El ex oficial de la CIA y veterano de la Oficina de Contraterrorismo del Departamento de Estado estadounidense Larry Johnson fue explícito: “Sospecho que la gente de inteligencia que ayudó a los ucranianos a organizar la masacre de Bucha contaba con un maremoto de ira para empujar a la OTAN a la acción. Pero eso no ha sucedido. En cambio, Europa ha optado por palabras más airadas y sanciones económicas contraproducentes. (…) Hay algunos informes no confirmados de que el MI6 de Gran Bretaña inventó este teatro macabro con el servicio ucraniano”. Él mismo, nada sospechoso de pro-ruso, pudo decir: “En la invasión normal de la OTAN, la destrucción de la red eléctrica y el desmantelamiento de Internet suele ser una prioridad máxima. Rusia no está siguiendo un guión de la OTAN en Ucrania”.

Este enfrentamiento decide mucho de lo que pasará de aquí en adelante a nivel planetario. Estados Unidos y su herramienta militar, la OTAN, así como sus socios-súbditos: la Unión Europea, tratando solo con cierto decoro a su madre patria, el Reino Unido de Gran Bretaña e Irlanda del Norte, desea fervientemente seguir fijando los destinos del mundo cual si fuera un enviado divino.
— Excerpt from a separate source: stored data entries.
PR #5792, opened 2021-12-16
Removed "page" (s. ) term for articles that do not have page numbers.

StianOby:
Currently, in the bibliography articles without a page number (e.g. preprints with only a DOI) will still display the page term: "s. " - which is equivalent to "p. " in English.

This commit adds a check for whether a page number exists, and omits the page term if there is no page number.

### DIFF
--- a/norsk-henvisningsstandard-for-rettsvitenskapelige-tekster.csl
+++ b/norsk-henvisningsstandard-for-rettsvitenskapelige-tekster.csl
@@ -286,12 +286,10 @@
             <text prefix=", " macro="title"/>
             <text prefix=" " font-style="italic" variable="container-title"/>
             <text prefix=" " macro="issued"/>
-            <choose>
-              <if variable="page" match="any">
-                <text prefix=" " suffix=" " term="page" form="short"/>
-                <text variable="page"/>
-              </if>
-            </choose>
+            <group delimiter=" " prefix=" ">
+              <text term="page" form="short"/>
+              <text variable="page"/>
+            </group>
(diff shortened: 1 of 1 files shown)


norsk-henvisningsstandard-for-rettsvitenskapelige-tekster.csl
```diff
@@ -286,8 +286,12 @@
...
             <text prefix=" " font-style="italic" variable="container-title"/>
             <text prefix=" " macro="issued"/>
-            <text prefix=" " suffix=" " term="page" form="short"/>
-            <text variable="page"/>
+            <choose>
+              <if variable="page" match="any">
+                <text prefix=" " suffix=" " term="page" form="short"/>
+                <text variable="page"/>
+              </if>
+            </choose>
```
bwiernik, line 294:
```suggestion
            <group delimiter=" " prefix=" ">
              <text term="page" form="short"/>
              <text variable="page"/>
            </group>
```

bwiernik (changes requested):
Thanks!

The appropriate way to do this is to put the term and variable inside of a `group`. Terms are suppressed in a group when all of the variables are empty.

norsk-henvisningsstandard-for-rettsvitenskapelige-tekster.csl
StianOby: I had a slight hunch that there was a simpler solution. Thanks for spelling it out, so that I can learn!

Su moneda, el dólar, sostenida artificiosamente con manejos financieros y con su enorme poderío militar con 800 bases diseminadas por todo el globo terráqueo, comienza a caer. Su economía está empantanada. Solo como muestra: desde hace tiempo, fortalecido por los confinamientos de la pandemia de Covid-19, Estados Unidos recibe semanalmente alrededor de 200,000 pedidos de subsidio por desempleo. Si van surgiendo nuevos super millonarios que exhiben ostentosos sus inconmensurables fortunas, eso no significa que el país, aún una superpotencia indiscutible, no presente severos problemas internos, con una economía que no crece como su nuevo archirrival.

En el horizonte apareció otro enemigo, mucho más peligroso que la Unión Soviética décadas atrás. Ésta representaba una afrenta ideológica, pero no dañaba su economía; por el contrario, la macabra Guerra Fría -misil nuclear contra misil nuclear- alimentaba generosamente su industria bélica, llegando a representar casi un 10% del PBI (por supuesto, embolsado por los grandes fabricantes). La llamada “coexistencia pacífica” era un buen negocio para el complejo militar-industrial norteamericano.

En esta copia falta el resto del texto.